Since no one can say their system is 100% secure, we have to put in measures to guard against the rare events. Our company laptop has encryption software installed. When the laptop is lost, we are safe because no one can read the data.

 Now, if I encrypt my email attachments, including client data, and put them in my own S3 bucket that is readable/writable by me only, and hold on to the password to myself, why would I need client permission? Why is it not secure? Why is it against the company’s policy? If anything, based on the past track record, CIO should ban us from storing data on our hard drive instead.

An “unlimited” email inbox in the Cloud

Do you work for one of those stingy companies who only give you a tiny email Inbox? My CIO gives me 120MB, which runs out two month after I joined the company. Even if you have a bigger one, it will run out fast enough because everyone likes to send large attachments around.

If you are like me, you will spend hours each week cleaning up your Inbox, archiving your emails, and backing up all your data. Well, I am happy to report that help is finally here. There is a new Outlook Attachment Remover from a startup that can detach your attachments and embedded images and put them on the Amazon Cloud (i.e., S3). For $0.15/GB/month (the price Amazon charges), you can get rid of all the hassles and have unlimited storage.

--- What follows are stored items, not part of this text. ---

PR #1498, opened 2024-08-15
EL-1669 data access tidy up

starswan:
[Jira ticket](https://dsdmoj.atlassian.net/browse/EL-1669)

## What changed and why

Use model_from_session rather than from_session where a model is required (from_session adds an 'extra' model for form display). 

Renamed relevant_form? to completed_form? as it better reflects the desired result (i.e that the data is actually present from form x)

## Checklist


willc-work (approved):
One question but its not a blocker, happy to discuss

PR #1537, opened 2024-09-11
EL-1730 Add Feature Flag for CW Form Updates

willc-work:
[Jira ticket](https://dsdmoj.atlassian.net/browse/EL-1730)

## What changed and why

Added a global feature flag for the updated CW forms. The ticket does not specify session or global, and I think when we release this we want everyone to use the new form regardless of when the session was started. This will not break anything as the data will exist in the session for the new inputs on the forms and if the data does not exist then we handle that in the forms themselves anyway.

## Checklist


HettieS (approved):
approved but did you mean to set UAT to NOT_ENABLED?

PR #1540, opened 2024-09-12
EL-1719 New English CW1 form (other income fields)

willc-work:
[Jira ticket](https://dsdmoj.atlassian.net/browse/EL-1719)

## What changed and why

Added new PDF
Added new mapping file with new methods

## Guidance to review

added a nocov on the method used to determine the filename suffix, this will be amended for each new CW file and then removed when the feature is released

## Checklist


app/lib/controlled_work_mappings/cw1_new.yml
```diff
@@ -0,0 +1,441 @@
...
+    - name: otherincome_client
+      type: text
+      source: client_other_income
+
+    # Benefits & Tax Credits / Client
+    - name: benefits_client
+      type: text
+      source: client_benefits
+
+    # Other income / Client
```
MazOneTwoOne, line 303: I think `undefined_50` no longer exists

app/lib/controlled_work_mappings/cw1_new.yml
```diff
@@ -0,0 +1,441 @@
...
+    - name: undefined_50
```
MazOneTwoOne, line 304: I think `undefined_50` no longer exists

app/lib/controlled_work_mappings/cw1_new.yml
```diff
@@ -0,0 +1,441 @@
...
+      type: text
+      source: client_property_lodger_income
+
+    # Other Income / Client
+    - name: otherincome_client
+      type: text
+      source: client_other_income
+
+    # Benefits & Tax Credits / Client
+    - name: benefits_client
```
MazOneTwoOne, line 299: Could we move `benefits_client` to be above `maintenance_client` so it follows the layout of the PDF - just makes it easier to read?

app/lib/controlled_work_mappings/cw1_new.yml
```diff
@@ -0,0 +1,441 @@
...
+
+    # "The client is a child under the age of 18:"
+    - name: Child under 18
+      type: boolean_radio
+      source: under_eighteen?
+      yes_value: "Yes_2"
+      no_value: "No"
+
+    # "The child’s means are to be aggregated with a maintaining adult."
+    - name: Means to be aggregated with maintainng adult
```
MazOneTwoOne, line 20: 'maintaining' instead of 'maintainng'

app/models/concerns/income_summarisable.rb
```diff
@@ -39,6 +39,34 @@ def combined_disposable_income
     from_cfe_payload("result_summary.disposable_income.combined_total_disposable_income")
   end
 
+  def client_benefits
+    from_cfe_payload("assessment.gross_income.state_benefits.monthly_equivalents.all_sources.value")
```
MazOneTwoOne, line 43: Question - are we checking the `assessment` instead of the `result_summary`, because the `result_summary` amalgamates the specific values we need?

app/models/concerns/income_summarisable.rb
```diff
@@ -39,6 +39,34 @@ def combined_disposable_income
...
+  end
+
+  def client_maintenance_in
```
MazOneTwoOne, line 46: Question - what does the `_in` mean?

app/lib/controlled_work_mappings/cw1_new.yml
```diff
@@ -0,0 +1,441 @@
...
+
+    # "The client is directly or indirectly in receipt of S.4 or S.95 Asylum Support (Immigration and Asylum category work only):"
+    - name: Client in receipt of asylum support
+      type: boolean_radio
+      source: asylum_support?
+      yes_value: "Yes_2"
+      no_value: "No"
+
+    # "The client has a partner whose means are to be aggregated:"
+    - name: Has partner whose means are to be agrgregated
```
MazOneTwoOne, line 48: 'aggregated' instead of `agrgregated`

app/lib/controlled_work_mappings/cw1_new.yml
```diff
@@ -0,0 +1,441 @@
...
+- section: partner_income
+  fields:
+
+    # Gross monthly earnings / Partner
+    - name: undefined_49
+      type: text
+      source: partner_gross_income
+
+    # Other income / Partner
+    - name: undefined_51
```
MazOneTwoOne, line 394: I think we've missed the partner income mappings.

`undefined_51` no longer exists, we instead need to add in:
- benefits_partner
- maintenance_partner
- pensions_partner
- studentfinance_partner
- friendsandfamily_partner
- property_partner
- otherincome_partner

app/services/controlled_work_document_population_service.rb
```diff
@@ -20,6 +23,7 @@ def call(session_data, model)
 
     TEMPLATES = {
       "cw1" => "lib/cw1-form.pdf",
+      "cw1_new" => "lib/cw1-form-new.pdf",
```
MazOneTwoOne, line 26: Should we call this just `cw1` and the old one `cw1_legacy`?

spec/services/controlled_work_document_value_mapping_service_spec.rb
```diff
@@ -54,6 +54,31 @@
       expect(result).to include(representative_sample)
     end
 
+    it "can successfully populate the new fields on the CW1 form (other income section)" do
```
MazOneTwoOne, line 57: Will need to update tests with partner income questions.

spec/services/controlled_work_document_value_mapping_service_spec.rb
```diff
@@ -54,6 +54,31 @@
...
+        "Means test required" => "Yes_2", # This is always checked as CCQ is only relevant to means tested cases
+        "Passported" => "No", # Not passporting
+        "Client in receipt of asylum support" => "No", # Asylum supported not given
+        "Please complete Part A Capital Subject matter of dispute" => "No_4", # No SMOD
+        "Has partner whose means are to be agrgregated" => "Yes_3", # Has a partner
+        "undefined_26" => "250,000", # Property worth £250,000
+        "undefined_42" => "555", # Valuables
+        "undefined_40" => "222", # Investments
+        "undefined_38" => "111", # Savings
+        "undefined_30" => "25", # Percentage owned
```
MazOneTwoOne, line 71: you've also left in "# Percentage owned"

app/models/concerns/income_summarisable.rb
```diff
@@ -39,6 +39,34 @@ def combined_disposable_income
...
+    from_cfe_payload("assessment.gross_income.other_income.monthly_equivalents.all_sources.maintenance_in.value")
+  end
+
+  def client_pensions
```
MazOneTwoOne, line 50: When I run this locally, I get `Float does not have #dig method` error. 

So am assuming that this `dig` method can't be used on a float??


>   def from_cfe_payload(path)
>     session_data.dig("api_response", *path.split("."))
>   end
>

app/models/concerns/income_summarisable.rb
willc-work: exactly. the assessment section returns the monthly equivalents which are what we need to diaplay, the result section only shows aggregated income figures

spec/services/controlled_work_document_value_mapping_service_spec.rb
willc-work: removed the comments.

app/models/concerns/income_summarisable.rb
willc-work: fixed this, there was an issue with calling 'value'

app/models/concerns/income_summarisable.rb
MazOneTwoOne: Thanks for explaining - I thought as much, but was struggling to figure out how I would confim it.

app/lib/controlled_work_mappings/cw1_new.yml
```diff
@@ -0,0 +1,472 @@
...
+
+- section: partner_income
+  fields:
+
+    # Gross monthly earnings / Partner
+    - name: undefined_49
+      type: text
+      source: partner_gross_income
+
+#    # Other income / Partner
```
MazOneTwoOne, line 423: Should we get rid of this instead of commenting out?

app/lib/controlled_work_mappings/cw1_new.yml
MazOneTwoOne: still showing wrong spelling?

app/lib/controlled_work_mappings/cw1_new.yml
MazOneTwoOne: still showing wrong spelling?

app/lib/controlled_work_mappings/cw1_new.yml
willc-work: this is a spelling error in the PDF and as it is the name of the field we have to reproduce it exactly the same way here.

PR #1541, opened 2024-09-12
EL-1699: Early eligibility banner design

HettieS:
[Jira ticket](https://dsdmoj.atlassian.net/browse/EL-1699)

## What changed and why

Adding an early eligibility banner to replace our current page design

## Guidance to review

- back button from Results and metrics tracking to be done on separate tickets
- back button hopefully set up nicely with access to @previous_step in results controller
- have noted a couple points in comments where the metrics need to change/need potentially adding

## Checklist


app/controllers/change_answers_controller.rb
```diff
@@ -9,34 +10,21 @@ def update
...
-              redirect_to_next_question
-            end
-          else
-            save_and_redirect_to_check_answers
-          end
+      if FeatureFlags.enabled?(:ee_banner, session_data)
+        next_step = step_with_inconsistent_data
+        if next_step
+          redirect_to helpers.check_step_path_from_step(next_step, assessment_code)
+        elsif Steps::Helper.last_step_in_group?(session_data, step)
```
HettieS, line 17: might not need this branch anymore

willc-work: thus removes so much complexity 👏

app/models/cfe_result.rb
```diff
@@ -6,7 +6,11 @@ def initialize(api_response)
   end
 
   def ineligible_gross_income?
-    api_response.dig(:result_summary, :gross_income, :proceeding_types).first[:result] == "ineligible"
+    early_gross_income_result == "ineligible"
+  end
+
+  def early_gross_income_result
+    api_response.dig(:result_summary, :gross_income, :proceeding_types, 0, :result)
```
willc-work, line 13: how are we assuring ourselves that this is indeed an early result? This dig would return a value at any time it is called.

app/controllers/forms_controller.rb
```diff
@@ -31,4 +36,15 @@ def calculate_next_step(session_data, step)
       Steps::Helper.next_step_for(session_data, step)
     end
   end
+
+  def calculate_early_result
+    # for other groupings, we'll be able to implement like below (disposable, partner gross)
+    # we could also consider a check at each page in the gross income section
+    if last_tag_in_group?(:gross_income)
+      cfe_result = CfeService.result(session_data, Steps::Helper.completed_steps_for(session_data, step))
+      session_data["early_result"] = { "result" => cfe_result.early_gross_income_result,
```
willc-work, line 45: we are currently storing in the session:
`early_eligibility_selection` which has a value of `nil`, `gross` or `continued_check`
do you think we need to store this value with this new banner method?

app/views/results/_early_summary.html.slim
```diff
@@ -0,0 +1,45 @@
+- data = @model.summary_data(section)
```
HettieS, line 1: i added a new early summary section for now as looking at the other was making my head spin...but this way of doing it isn't very sustainable for a check at disposable too - thinking we can make a ticket to refactor our summary section when we start doing disposable early checks too maybe?

app/models/cfe_result.rb
HettieS: yeah you are right, it is badly named because it is actually just a gross income result!

app/controllers/results_controller.rb
```diff
@@ -6,9 +6,18 @@ def create
     redirect_to result_path(assessment_code:)
   end
 
+  def early_result
+    # hard coding this at the moment - we could look for last step with valid data but that might cause issues if
+    # banner displayed on multiple pages OR we can send the step down in the param?
+    session_data["api_response"] = CfeService.call(session_data, Steps::Helper.completed_steps_for(session_data, :other_income))
+    redirect_to result_path(assessment_code:, early_assessment: :gross_income)
```
HettieS, line 13: I was thinking I would rather pass something down the params but could also add to the session - it just means we need to deal with the clean up if a user goes back.

HettieS: changed functionality

app/controllers/change_answers_controller.rb
HettieS: confirmed that this branch is still needed for now

app/models/cfe_result.rb
HettieS: renamed this method

app/controllers/forms_controller.rb
HettieS: So i have actually added a new variable with a slightly different name, that does the same thing - but we don't grab it until later in the flow, in the results controller. I wasn't sure about this naming now we have got rid of the form. I've introduced a new variable called `@early_assessment`.

app/views/results/_early_summary.html.slim
willc-work: sounds like a good midway point. we dont know when disposable work will be done, better to get this feature delivered than trying to future proof it too early

app/controllers/results_controller.rb
```diff
@@ -6,16 +6,26 @@ def create
...
 
+  def early_result
+    @previous_step = params[:step].to_sym
+    session_data["api_response"] = CfeService.call(session_data, Steps::Helper.completed_steps_for(session_data, @previous_step))
+    set_early_result_type
+    redirect_to result_path(assessment_code:)
+  end
+
   def show
+    @early_assessment = session_data.dig("early_result", "type")
```
willc-work, line 17: can we rename this to early_result_type given that it is returning `gross`, and i assume in the future it will also be bale to return `disposable`.

I just think using early_assessment and early_result is confusing

app/controllers/results_controller.rb
```diff
@@ -6,16 +6,26 @@ def create
     redirect_to result_path(assessment_code:)
   end
 
+  def early_result
```
willc-work, line 9: perhaps this should be display_early_result or show_early_result

app/controllers/checks_controller.rb
```diff
@@ -32,6 +33,10 @@ def assessment_code
     params[:assessment_code]
   end
 
+  def clear_early_result
+    session_data["early_result"]&.clear
```
HettieS, line 37: this should always exist so going to remove the nil guarding

app/views/results/_capital_table.html.slim
```diff
@@ -1,4 +1,4 @@
-- if @early_eligibility_selection == "gross"
+- if @early_eligibility_selection == "gross" || @early_assessment == "gross_income"
```
willc-work, line 1: might be worth adding a comment here as when we take out the EE banner Feature Flag this may be missed. It wont be a huge issue but this:
`@early_eligibility_selection == "gross"`
could get missed.

app/views/results/_outgoings_table.html.slim
```diff
@@ -1,4 +1,4 @@
-- if @early_eligibility_selection == "gross"
+- if @early_eligibility_selection == "gross" || @early_assessment == "gross_income"
```
willc-work, line 1: same as above, a comment to remind us to remove it, we could add the flag as a comment so when searching this will be returned

willc-work (commented):
A few naming changes requested and some comments for future reference
Have not approved it as I would like a 2nd dev to review, but once the requested changes are made i am happy for it to be approved

app/controllers/results_controller.rb
HettieS: Because this method is a redirect on to the `def show`, I'm not sure about those names. This is kind of replicating what the full result method does above, where it intercepts to send off the CFE call and alter the session_data, then sends on to `def show`. So `display` and `show` might not be quite right - what about something like `def early_result_redirect`?

willc-work: yes that makes more sense

app/controllers/results_controller.rb
HettieS: yes that name is much clearer!

app/controllers/checks_controller.rb
HettieS: of course this actually doesn't always exist for checks that don't pass through income, doh!

app/controllers/results_controller.rb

When I first started using their software, I did a few experiments to see how well it performs. I have an archive folder which has 12000 messages and it is about 890MB in size. The size is small because I deleted most attachments before I put the emails into my archive folder. After I converted them, my archive folder shrinks to about 400MB, which is very impressive since I did not have many attachments in the folder. I guess those embedded images take quite a bit of space.

Next I ran the same test on my working folder. My working folder has all important emails that I need to keep around for reference. They all have their original attachments because that is the reason I keep them in my working folder. It has 400 messages at about 200MB. After the conversion, it is at 25MB. Wow! That is a size that I can fit into the mailbox my CIO gives me.

After I converted my old mail, I just enabled the “auto-detach” option. So whenever a new mail arrives, the attachments are automatically stripped and stored in Amazon. If I want to convert it back for whatever reason, all I have to do is click the “re-attach” button.

I have been using the product for a few weeks and I am quite happy with it. I hope you find the tool useful too.